Review of Her

Her (2013)
8/10
Let's be honest: who isn't in love with their computer?
12 July 2014
From the trailer, I expected her to be a twee beta-male romance movie that would also act as a marker of our contemporary self-satisfied liberal consumerism. And it is all those things, but somehow it manages to be pretty good as well.

Her is the story of a lonely guy, played by a hipster-mustachioed Joaquin Phoenix, who falls in love with his artificially-intelligent operating system. From the opening scene, set in a business that writes "genuine hand-written letters" for other people, Her raises the question of how possible it is to form genuine human connections in a world full of artificial sentiment and consumable emotion? Rather than picturing the dystopia as a world of emotionless logic a la Orwell and Huxley, Spike Jonze imagines it as a world full of hollow feeling. In this setting, why not fall in love with your computer?

Her is a movie that's all about contemporary technology, but manages to avoid either condemning or praising it. Technology in Her is something that can replace human relationships, but something that can also enhance them and lead to new modes of being. The ending suggests that the world we are heading towards may be impossible to even comprehend using our contemporary modes of thought, let alone judge. Maybe our emotional attachments, the overwhelming life narratives we form out of primal lusts and similarly base emotion, are just a primitive phase in human evolution. These are questions that the film raises, but never offers a real solution to.

With that said, the genre of transformative romance is perhaps not the best metaphor for the coming technological singularity. This is one of those movies where women are defined entirely through their relationship with the male protagonist, and reflect little more than his own potential and development. As some critics have noted, it's a bit like 500 Days of Summer if Zooey Deschanal was an operating system. As such, the actual conversations and interactions between Theodore and Samantha are fairly dull.

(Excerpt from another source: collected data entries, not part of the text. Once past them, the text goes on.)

Issue #183, opened 2016-01-03
Refactor NozzleTips to be global


vonnieda:
Currently you have to duplicate nozzle tips for nozzles as this implies that in a multi tip system you have a bank of tips for each nozzle. I think this is unlikely and makes the system inflexible. This should be changed so that nozzle tips are a machine level object (instead of nozzle) and we just mark which ones are compatible with which nozzles. This makes it possible to load any compatible nozzle tip into any nozzle without having to have duplicate tips.

This will also make it easier to add better support for specifying packages compatible with nozzle tips without repeating data, and the same for vision information.
- Move NozzleTips to Machine (Global).
- Create a way to configure which NozzleTips are compatible with which Nozzles.
- Consider that some NozzleTips may be fixed to a specific Nozzle.
- Add NozzleTip / Part mapping and configuration to Part, instead of buried in NozzleTip.
- Consider the case where a machine has more than one of the same NozzleTip so that it can pick up two of the same parts at once. When mapping a Part to a NozzleTip we may need to do it by name or by allowing a multi-select.

cri-s:
There is only some remarks to be considered:
It can be that nozzles have fixed nozzle-tip.
As example two nozzle machine where one nozzle is fixed and the other can be changed.
Reason for doing that, non changeable nozzleTips have higher precision that automatic
changeables nozzles.
Some nozzleTips are compatible only with certain nozzle. 
Example are higher vacuum needed nozzles that can be used only on one specific nozzle
because machine construction gives that nozzle additional vacuum.

Annother consideration is NozzleChanger.
It's handled on machine specific implementation (machine/reference)
This is bad, because JobPlanner don't know how many Nozzles can be changed during Job processing as the api don't allow it.

vonnieda:
Thanks @cri-s, these are all good points. Please see my comments on #188 for how to get access to all the information about NozzleTips.

As part of the refactoring for this ticket I will make a new NozzleTipChanger interface that can be extended for different types of changers: manual, 3 position, carousel, etc.

cri-s:
Jason, i have extended the driver api a bit,
void dwell()  , wait until finished
void dwell(double)  wait time in seconds.
boolean GCode(string)
boolean GCode(string,time)

Actually the only not right is on firepick driver, where i probably
need community help if this
get accepted by you. Then i suggest to use GCode for driving it. I
suggest then to use GCode
for driving changer and i think, manual should be highest priority.
Currently i have tested only dwell(double) in order to go away with
[...]

PR #854, opened 2019-06-08
Feature/global nozzle tips

vonnieda:
Hi @markmaker, this is the finished up global nozzle tips code with your calibration changes merged in. Overall there were no issues merging, but there are three small things I'd like you to take a look at as it affects calibration. I will add comments on the individual lines below.

This PR fixes https://github.com/openpnp/openpnp/issues/183. NozzleTips now live on Machine and Nozzles each maintain a list of which NozzleTips are compatible.

Thanks,
Jason


src/main/java/org/openpnp/machine/reference/ReferenceNozzle.java
```diff
@@ -171,7 +161,7 @@ public void place() throws Exception {
     }
     
     private ReferenceNozzleTip getUnloadedNozzleTipStandin() {
-        for (NozzleTip nozzleTip : this.getNozzleTips()) {
+        for (NozzleTip nozzleTip : this.getCompatibleNozzleTips()) {
```
vonnieda: Since Nozzle no longer owns NozzleTips, I changed this to getCompatibleNozzleTips. It's not an exact analog of what you were doing before, since now the standin might be shared.

src/main/java/org/openpnp/machine/reference/ReferenceNozzle.java
```diff
@@ -264,7 +254,7 @@ public void moveToSafeZ(double speed) throws Exception {
     @Override
     public void home() throws Exception {
         Logger.debug("{}.home()", getName());
-        for (NozzleTip attachedNozzleTip : this.getNozzleTips()) {
+        for (NozzleTip attachedNozzleTip : this.getCompatibleNozzleTips()) {
```
vonnieda: Same here, as above. This will potentially cause the code below to run multiple times per nozzle tip, since multiple nozzles may have the nozzle tip configured as compatible. Perhaps it would make sense to do this on Machine.home() since that is where NozzleTips live now?

src/main/java/org/openpnp/machine/reference/ReferenceNozzleTipCalibration.java
```diff
@@ -603,7 +603,7 @@ public static void resetAllNozzleTips() {
         // reset all nozzle tip calibrations, as they have become invalid
         for (Head head : Configuration.get().getMachine().getHeads()) {
             for (Nozzle nozzle  : head.getNozzles()) {
-                for (NozzleTip nt : nozzle.getNozzleTips()) {
+                for (NozzleTip nt : nozzle.getCompatibleNozzleTips()) {
```
vonnieda: And again, as above, changed from getNozzleTips to getCompatibleNozzleTips.

markmaker:
Hi @vonnieda 

Thanks! 

Regarding the review: we need to take one step back to what we discussed in PM. 

I'm on it, I'll push a proposal.  

_Mark

vonnieda:
Sounds good - looking forward to it!

-Jason

markmaker:
Hi @vonnieda 

I'm running out of time and don't want to block this. This is my proposal. I wasn't able to test it on the machine yet and as I have only a single nozzle machine this will be limited anyway. 

Like we agreed in the PMs before, I moved the calibration interface from NozzleTip to Nozzle. It combines the nozzle and the currently loaded NozzleTip to form the calibration target. Remember: we discussed how both the nozzle and the nozzle tip can have runout. As the same nozzle tip can change from one nozzle to the other, we need to be specific. In order to specifically store calibration for each nozzle on the nozzle tip, I changed it into a Map. 

While the calibration interface is now clearly and justifyably on the nozzle programmatically, it would be cumbersome to move the GUI too. All settings for the calibration are still stored on the nozzle tip and it would be a hassle for the user to move back and forth to do the actual calibration. 

Therefore the GUI must work backwards from the nozzle tip to identifiy the nozzle. For normal tips this is easy: it's just the nozzle that has the current nozzle tip loaded. Otherwise the user is reminded to load the right one. But for my "unloaded" stand-in it's a bit more complicated as multiple nozzles can be "unloaded" at a time.  In this case (and just for the GUI!) I favor the currently selected nozzle from the machine controls. 

Consider the review you opened covered by these changes. I guess it will become clear when you look at the code. 

**There is one thing known to be open:** if the user actually does as told and loads the right nozzle tip on the nozzle, the calibration "Status" info label does not change. Like I said my time ran out and frankly I don't know off-hand how to update the GUI by external events like that.  

Hope this is still useful in its untested / slightly unfinished form. 

_Mark

src/main/java/org/openpnp/machine/reference/ReferenceNozzle.java
markmaker: This is correct, with the additions I made.

src/main/java/org/openpnp/machine/reference/ReferenceNozzle.java
markmaker: Again correct with the additions I made.

src/main/java/org/openpnp/machine/reference/ReferenceNozzleTipCalibration.java
markmaker: It can go directly to the nozzle tips. See my push.

src/main/java/org/openpnp/machine/reference/ReferenceNozzleTip.java
```diff
@@ -95,6 +94,11 @@ public String toString() {
         return getName() + " " + getId();
     }
 
+    @Override
```
markmaker: NOTE: I reverted this in the next commit.

markmaker:
Best to view the changes in one fell swoop:
https://github.com/openpnp/openpnp/pull/854/files/14992da6ab44f34a81b4cab67ed34628e22a13e2..7ca2d7044ff890020163d6c422aa8fac603d94fd

There was some some back-and-forth so the individual commits are not useful.

_Mark

markmaker:
Hi @vonnieda 

As you see in #855 (independent vacuum valve actuation) I performed first tests. It all worked just like that! :-)

As #855 is based on OpenPNP 2.0 + #854 (global nozzle tips) + #825 (extended nozzle tip runout and bottom camera offset compensation) this test also covers all these enormous changes. I'm quite happy in deed, 8-D

Congratulations and a big thank-you to you, @vonnieda!  

For my machine the `machine.xml` migration was not that difficult. Some hints for other early adopters: 

- copy the big `<nozzle-tips/>` XML block to the right place (I took a default OpenPNP 2.0 `machine.xml` as a guide). 
- start OpenPNP again and again, note the elements/attributes no longer supported and delete them (would be so nice to have a command-line option for the XML parser to ignore unknown elements and attributes, but it seems the parser in OpenPNP has no such thing*)
- define nozzle tip to nozzle compatibility on the Nozzle
- learn the new way to change nozzle tips (by clicking the checkbox in the list)
- define vacuum levels not forgetting the fact that isPartOff is now measured with opened valve for a moment (but see #855).
- might have forgotten some stuff 

 _Mark

*) BEGIN OT-RANT: unfortunately the IT mainstream soon forgot what the "X" in "XML" stands for, or falsely thought is was a one-way proposition. The industry engaged in a schema definition orgy completely ignoring the fact that XML is cool because it can best loosely couple systems on different and independent evolutionary paths, such as a web server and client (i.e. HTML). If you want to regulate everything with watertight schemas, so everybody has to use validators, generators and stubs and WTH else, you can just as well use the old binary RPC facilities or file formats. At least those were much faster. END OT-RANT.

markmaker:
Hi @vonnieda 

I'd like to fix the remaining issue here.

> There is one thing known to be open: if the user actually does as told and loads the right nozzle tip on the nozzle, the calibration "Status" info label does not change. Like I said my time ran out and frankly I don't know off-hand how to update the GUI by external events like that.

The "Status" label should be updated whenever:

1. A new tip is loaded or unloaded
2. The [selected tool changes](https://github.com/openpnp/openpnp/blob/fee9728215b6174da838a636539370c401a2287c/src/main/java/org/openpnp/gui/MachineControlsPanel.java#L129) in the MachineControlsPanel

i.e. it should do same as here:
https://github.com/openpnp/openpnp/blob/1c5073ca350c8d2cbc0eb3050cc4c55d175f1681/src/main/java/org/openpnp/machine/reference/ReferenceNozzleTipCalibration.java#L845

I looked into the code and I found so many possibilities, that I don't know what is the correct way to do it. I suppose it's bad style to spread the knowledge about one class into others, so direct calling from these places is bad. But vice versa is also bad, the nozzle tip calibration should not need to care about how the MachineControlsPanel GUI is made up. Machine head activity seems too broad and doesn't cover the selected tool (I think). 

Any hints?

_Mark

vonnieda:
Hey Mark, I'll look at it in detail this evening but the right way is to use a `PropertyChangeListener`. In general, every data holder object in OpenPnP extends `AbstractModelObject`, which includes `PropertyChangeSupport`: https://docs.oracle.com/javase/7/docs/api/java/beans/PropertyChangeSupport.html

Every setter should then `firePropertyChange("propertyName", oldValue, newValue)`.

Then, in the UI, when you want to monitor something for changes you do something like:

```
modelObject.addPropertyChangeListener("propertyName", e -> {
    view.updateWithNewValue(e.newValue);
});
```

So the general idea is you find a property to monitor, and set up a listener for it. If there is no property to monitor, or if the property isn't using property change events, that's a good opportunity to fix that property. In general there is no downside to adding property change support to an object.

That's the general gist. This is how most, but not all, GUI updates work in OpenPnP. Many of the Swing components automatically monitor for property changes, so you don't have to deal with the glue, and if you are using any of the bindings common in the wizards, the bindings do it for you.

In the case of setSelectedTool, that does not currently fire a property change event, but it should. Feel free to add it.

And a few other random notes, so that you know the direction things are going:

1. My next big set of changes, probably mid next week, is to remove Apply / Reset and begin implementing Undo. Part of that work will be making sure that every single GUI update happens from a property change event. It's necessary, because if a user performs an Undo the only way we'll know about it is if the property change fires an event.

2. The concept of the selected tool will probably go away, or be immensely changed, sometime this year. I want to get to the point where OpenPnP "does the right thing" rather than the user having to click all over the place for every operation. You will still be able to perform tool specific operations from the Machine Setup panel, but in general my hope is that once the machine is set up you don't have to worry about a selected tool. As a simple example, if you tell OpenPnP to pick a certain part, or a certain feeder, it should use a compatible nozzle and compatible nozzle tip, not whatever you happen to have selected.

So, the reason I mention it is that you may want to spend a minute thinking about whether monitoring that property is the best way to do it. Perhaps that status should instead be on a tab of the Nozzle setup, so that the "current" nozzle is obvious.

markmaker:
Hi Jason

Thanks, `PropertyChangeListener` helps.

Regarding the planned changes: 

I don't pretend to have the same holistic grasp of OpenPNP but I just suggest to postpone the removal of "selected tool" to the end off all changes and re-evaluate then. 

Yes, I agree things such as picking a part should employ all the pre-configured logic. I also saw the post where you announced that we will be able to execute individual placements from the job. Very nice!

But improving that, does not automatically mean, we should get rid of "selected tool", IMHO.  

The user can only open one wizard at a time, so some operations will become very cumbersome, if you have to work through the tool's wizard (e.g. the nozzle) to do something with it all the time, especially during machine setup. One example is the now missing nozzle tip "load" and "unload" buttons formerly available from the nozzle tip wizard. Now, I always have to go to the nozzle and back, including changing to the right tab in both wizard stacks (should stick to the front). I was actually planning a proposal to put the nozzle tip "load" and "unload" buttons back - not surprisingly using the "selected tool" to specify the nozzle. Try imagining setting up the nozzle tip changer without these button. Not funny.

To put it drastically: it's a bit like chopping off your left arm and then having to do everything one-handed, including tying your shoes. I know: not funny. :-/ 

_Mark

vonnieda:
Yep, I agree. Right now a lot of the setup tasks are painful with all the switching. Note, though, that I did add a feature in the last commit or so that keeps the same tab selected if you select the same type of object. So if you select Nozzle Tip 1, then tab 2, then select Nozzle Tip 2, tab 2 should remain selected. It helps, some.

It has been a long time since I've had to setup a machine from scratch, but right now I'm setting up the CHMT36VA over and over to force myself to see the problems, and the switching back and forth between dozens of tabs and panels is what is driving a lot of my work right now. It's terrible - especially Apply.

I'd be fine with putting the load and unload buttons back temporarily, and we can revisit how that works when selected tool goes away. It's all going to involve a lot of rethinking how the UI works with the goal of making it better, not worse :)

And just for some food for thought: When setting up the nozzle tip changer, why should you need a specific nozzle? Any "compatible" nozzle should do - so just use the first one that is compatible.

Jason

markmaker:
> And just for some food for thought: When setting up the nozzle tip changer, why should you need a specific nozzle? Any "compatible" nozzle should do - so just use the first one that is compatible.

Well, it could sometimes work with defaults but it would have to be smarter than "just use the first one that is compatible". For a "load" it should favour the first compatible nozzle that has no tip attached yet, right?  

Personally I don't like these asymmetrical and somewhat unpredictable automatisms when operating manually. I value automatic _suggestions_, e.g in spell checking, but I hate it when it just "auto-corrects" me. 

What about all the capture buttons? Will they capture the first nozzle with a tip loaded? Makes sense? What if you set up the nozzle changer (which is proably the hairiest capture situation)? There you need to capture the coordinates with the nozzle tip **off**. Will OpenPNP be smart enough to alter the capture button behaviour? Will OpenPNP **users** be smart enough to **predict** the changed behaviour? 

People won't know these hidden caveats especially when the are new and setting up their machines. Unfortunately, the first impression of OpenPNP always comes from setting up the machine. :-) 

Of course it will be a completely different experience for CHMT36VA users where you can simply download the ready-made `machine.xml` (what's the fun in that? :-)

But I just sincerely hope OpenPNP will not abandon the makers among us. :-/ 

_Mark

vonnieda:
> > And just for some food for thought: When setting up the nozzle tip changer, why should you need a specific nozzle? Any "compatible" nozzle should do - so just use the first one that is compatible.
> 
> Well, it could sometimes work with defaults but it would have to be smarter than "just use the first one that is compatible". For a "load" it should favour the first compatible nozzle that has no tip attached yet, right?

In my opinion, no. In fact, I'd like to get to the point where nozzle tips are not loaded at all unless they are being used. Eventually I'd like it if when a job ends the machine puts all the nozzle tips away. Easier to get to them for cleaning, service, etc.

So in this case, if we need a nozzle to set up a nozzle tip, we grab the first compatible nozzle, load the nozzle tip (unloading one if there's already one loaded) and get to it. The user doesn't have to think about which nozzle to use, whether it's got something loaded already, etc. We avoid "yak shaving". The user is not trying to select a nozzle, unload the nozzle tip, load the correct nozzle tip, and then check a loader position. They are trying to check a loader position. Everything else is wasted work.

> 
> Personally I don't like these asymmetrical and somewhat unpredictable automatisms when operating manually. I value automatic _suggestions_, e.g in spell checking, but I hate it when it just "auto-corrects" me.

I don't think there's anything unpredictable about this. It uses the first compatible nozzle - bottom line.

> 
> What about all the capture buttons? Will they capture the first nozzle with a tip loaded? Makes sense? What if you set up the nozzle changer (which is proably the hairiest capture situation)? There you need to capture the coordinates with the nozzle tip **off**. Will OpenPNP be smart enough to alter the capture button behaviour? Will OpenPNP **users** be smart enough to **predict** the changed behaviour?

We'll have to think through exactly how this works, but I don't see any reason it has to be complicated. I do want to get rid of excessive "capturing". I'm not looking to design this entire change right now - as I said, it's later this year. When the times I'll certainly post and people can weigh in.

> 
> People won't know these hidden caveats especially when the are new and setting up their machines. Unfortunately, the first impression of OpenPNP always comes from setting up the machine. :-)

I don't see these as hidden caveats. I think right now there is far too much to be aware of when performing any action. There is too much in the way of doing the thing you are trying to do. You have to think far too much about what the ramifications of any action are when the software should be doing that for you.


> 
> Of course it will be a completely different experience for CHMT36VA users where you can simply download the ready-made `machine.xml` (what's the fun in that? :-)

People will always need to tweak and calibrate a given machine. The `machine.xml` will get you the setup, but you will still need to tweak nearly every position and touch nearly every wizard.

> 
> But I just sincerely hope OpenPNP will not abandon the makers among us. :-/

OpenPnP is and always will be for makers. Right now OpenPnP is basically a giant pick and place toolkit. It's very hard to use to do the main thing that it should do: build boards. My goal over the course of this year is to make it good at building boards. Machine setup will always be a necessary evil, but it should not be the focus of the program.


It might help if I explain a bit where I'm coming from on this:

1. I'm currently working on a production SMT line for the first time in my life. I'm seeing where the machine and the software work to make the operator's job easier. I'm finding OpenPnP very lacking in this regard. Things that need to happen all the time take many clicks and tab switches and it's so frustrating.

2. I have been thinking about OpenPnP's UI for *years*. The UI has not changed much since I started the project nearly a decade ago. At the time I was building each piece as I went and no thought was really given to how it all worked together.

    Around 2015 I started to think a lot more about how the program operated as a whole. I started moving setup specific tasks into machine setup and removing them from the main, in your face UI. Before then things like nozzles, cameras, nozzle tips, etc. were all very front and center. This is also when I started prototyping the nav view.

    When I decided to release OpenPnP 2.0 I saw the opportunity to make massive changes that, again, I have been thinking about for years. I've held back from doing this for a long time because I knew it would break backwards compatibility for a lot of people. I realize there might be some fallout from this, and not everyone will be on board, but that is the case for how things are now, so I think it's worth trying some new ideas. This is open source - we can always change it if everyone hates it :)

Jason


> 
> _Mark

markmaker:
Thanks.

> OpenPnP is basically a giant pick and place toolkit.

And that's very cool! I love LEGO!

> very hard to use to do the main thing that it should do: build boards. 

Why not separate it in two GUIs?

1. A production GUI
2. A setup GUI

Each optimized for the job at hand, not compromising each other? 

_Mark

vonnieda:
> Thanks.
> 
> > OpenPnP is basically a giant pick and place toolkit.
> 
> And that's very cool! I love LEGO!

Legos are toys. This is a tool :)

(Yes I know people build hacks with Legos. Then if they want to use that thing more than a few times they rebuild it with not Legos.)

> 
> > very hard to use to do the main thing that it should do: build boards.
> 
> Why not separate it in two GUIs?
> 
>     1. A production GUI
> 
>     2. A setup GUI

Well, if you mean two separate programs my answer is because there is a lot of functionality that has to be shared and using two different programs will make that no easier. 

If you mean in the same program, with better separation, I agree completely. That's my goal for the "Production Panel" that is coming soon. It will bring together many of the things you need to do while running a job like resetting a feeder, seeing errors, adjusting a pick location, adjusting a place location, etc. 

Jason

markmaker:
> If you mean in the same program, with better separation, I agree completely.

Yes. An full screen overlay panel even. It could have a significantly different GUI approach for an entiely  different audience. But users could still open the shiny hood and get their hands dirty with the engine beneath.

To be honest the PR #825 moving target experience, the latest exchange and some of your announcements in the group left me quite insecure. Will OpenPNP 2.0 be a construction site with almost no chance to land new contributions (such as the feeder I'm developing)? While clearly being the "bleeding edge" with risk of bugs etc. will it still remain usable for assembling boards during the next half year? 

A clear separation of the new production GUI would significantly allay these worries for me. IMHO only such a clear abstraction would enable a truly fresh approach. Some of the "opinionated" stuff could be implemented on this higher level on top of the "**un**opinionated" machine that should more or less just offer the orthogonal capabilities of the machine. At the same time - by adding this new level on top - there would be less need to plow up the existing **fine** machine model underneath, so it remains a reliable target against which new stuff can be developed. 

Not to misunderstand me: global nozzle tips are a good thing on the machine level, as they better reflect the physical world. But there are other examples we discussed :-]

Had trouble formulating that in English, hope it's clear what I mean ... with all the best of intentions!

_Mark

vonnieda:
> > If you mean in the same program, with better separation, I agree completely.
> 
> Yes. An full screen overlay panel even. It could have a significantly different GUI approach for an entiely different audience. But users could still open the shiny hood and get their hands dirty with the engine beneath.

I think there is a misunderstanding here. The Production Panel will just be another tab. It's not a UI overhaul, and I'm not removing or changing the Machine Setup tab or anything like that. It will mostly be additional, new UI, not much in the way of modification of the existing UI.

> 
> To be honest the PR #825 moving target experience, the latest exchange and some of your announcements in the group left me quite insecure. Will OpenPNP 2.0 be a construction site with almost no chance to land new contributions (such as the feeder I'm developing)? While clearly being the "bleeding edge" with risk of bugs etc. will it still remain usable for assembling boards during the next half year?

I'm sorry about the moving target. We were both developing large, invasive features that overlapped. That's pretty rare in general and I don't expect it to be an ongoing problem.

I intend for 2.0 to be stable enough for daily use in the next 2-3 weeks. I put up a roadmap here: https://github.com/openpnp/openpnp/wiki/OpenPnP-2.0-Roadmap. Everything down to Production tab will be done in those next 2 - 3 weeks. After that it's mostly UI changes with very few changes to machine functionality.

In general, a feeder is two files and one modification to ReferenceMachine to add the class name. Integrating it should be trivial. If it requires SPI changes, that's a different story of course.

> 
> A clear separation of the new production GUI would significantly allay these worries for me. IMHO only such a clear abstraction would enable a truly fresh approach. Some of the "opinionated" stuff could be implemented on this higher level on top of the "**un**opinionated" machine that should more or less just offer the orthogonal capabilities of the machine. At the same time - by adding this new level on top - there would be less need to plow up the existing **fine** machine model underneath, so it remains a reliable target against which new stuff can be developed.

I think I've addressed this. There is no plowing up. In general I think that if you compare the .spi and .model packages a few weeks from now you will find there are very few changes in total compared to 1 month ago and even 3 years ago.

I want to be clear: The changes I'm making now are almost all entirely based on issues that have been filed for years and now is just a good chance to knock out a bunch of them that are interdependent. I'm not turning OpenPnP into a shiny black box that you can't hack. The UI will still remain separate from the machine model and you will still be able to (and required to) adjust every single property of every single object when configuring a machine.

My goal here is just to make OpenPnP good for production and not *just* for machine hacking. Think "shortcuts" rather than completely new maps.

Jason

vonnieda:
One more quick thought on this: None of the changes I'm making or planning are set in stone. These are just my ideas and opinions. If I make an announcement and you have concerns about it, let's discuss it.

markmaker:
> I intend for 2.0 to be stable enough for daily use in the next 2-3 weeks.

> I'm not turning OpenPnP into a shiny black box that you can't hack. 

> good for production and not _just_ for machine hacking. Think "shortcuts" rather than completely new maps.

Very glad to hear this! Phew. Thanks a lot.

_Mark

When Her film gets away from its romantic framework, it becomes a lot more interesting -- perhaps even great. It reminded me frequently of Synecdoche, New York, with its shifts between surreal humour and broad but powerful philosophical inquiry. Her is also visually beautiful, and Jonze has done a great job imagining a future in which the aesthetics of Apple and Google have taken over the world. It's the kind of science- fiction which feels neither ridiculous nor generic, and for that Her deserves attention despite its flaws.